Despite a seeming talent disparity, Navy has regularly taken down power conference teams. Since 2007, the Midshipmen have three wins over Notre Dame, two over Indiana, two over Wake Forest, and single wins over Pittsburgh and Missouri.

This honestly shouldn't be possible, but it is because of Navy's anachronistic triple-option offense. The offense takes advantage of smart players' ability to read defenses, and its reliance on misdirection minimizes the importance of having a big offensive line. The Midshipmen hardly ever throw the ball—unheard of in the spread era—but they're still incredibly efficient and light up the scoreboard.

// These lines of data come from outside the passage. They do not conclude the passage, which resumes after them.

PR #648, opened 2016-09-29
Relabeled docs in this repository as being for BigchainDB Server

ttmc:
Historically, there was only one set of docs --- the set in this repository --- and it was for the server, the Python driver, and the BigchainDB project as a whole. Now there are separate docs for the Python driver and for bigchaindb-common. This PR changes various labels and descriptions to clarify that the documentation is (or will soon be) for BigchainDB Server only.

(There is still some documentation in this repository that isn't server-specific, but that will be moved elsewhere eventually.)


sbellem:
:+1:

PR #657, opened 2016-10-04
Tidied up the docs for the config settings & the CLI

ttmc:
* Removed the bold notice at the top of the docs about the Configuration Settings and the Command Line Interface, saying that things may change a lot after the separation of client and server. (As it happens, there weren't any changes.)
* Removed the word "BigchainDB" from the title of those two pages. It's now clear from context that the the configuration settings, and the CLI, are for BigchainDB Server.
* Expanded the first sentence on both pages to clarify that we're talking about BigchainDB Server, just in case that wasn't clear (and to help search engines).
* I also clarified that `bigchaindb load` uses the Python Server API (not the HTTP API or a driver that wraps the HTTP API)

### DIFF
--- a/docs/source/server-reference/bigchaindb-cli.md
+++ b/docs/source/server-reference/bigchaindb-cli.md
@@ -1,9 +1,6 @@
-# BigchainDB Command Line Interface (CLI)
+# Command Line Interface (CLI)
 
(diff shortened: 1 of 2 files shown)


ttmc:
@r-marques This is a small PR based on what we discussed yesterday, so I assigned you.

That part is key. The triple-option isn't just some gimmicky offense that has allowed Navy to get lucky this season. Even in a loss to No. 4 Notre Dame, Navy's attack was efficient. According to the F/+ advanced statistical ratings, Navy ranks 12th in the country, and it could end the season ranked No. 1.

Navy's overall stats—both raw and advanced—are just as impressive:

Sure, Memphis, Houston, Temple, and other non-Power Five programs shouldn't be as good as they are, either. But given all its built-in limitations, Navy really, really shouldn't be this good, and certainly not year after year.

And yet the Midshipmen are as good as their record indicates, and have a very good chance to finish the year on one of the biggest stages in college football. In a sport where the rich get richer and dominate the landscape, Navy is the best underdog story we've had in a long time.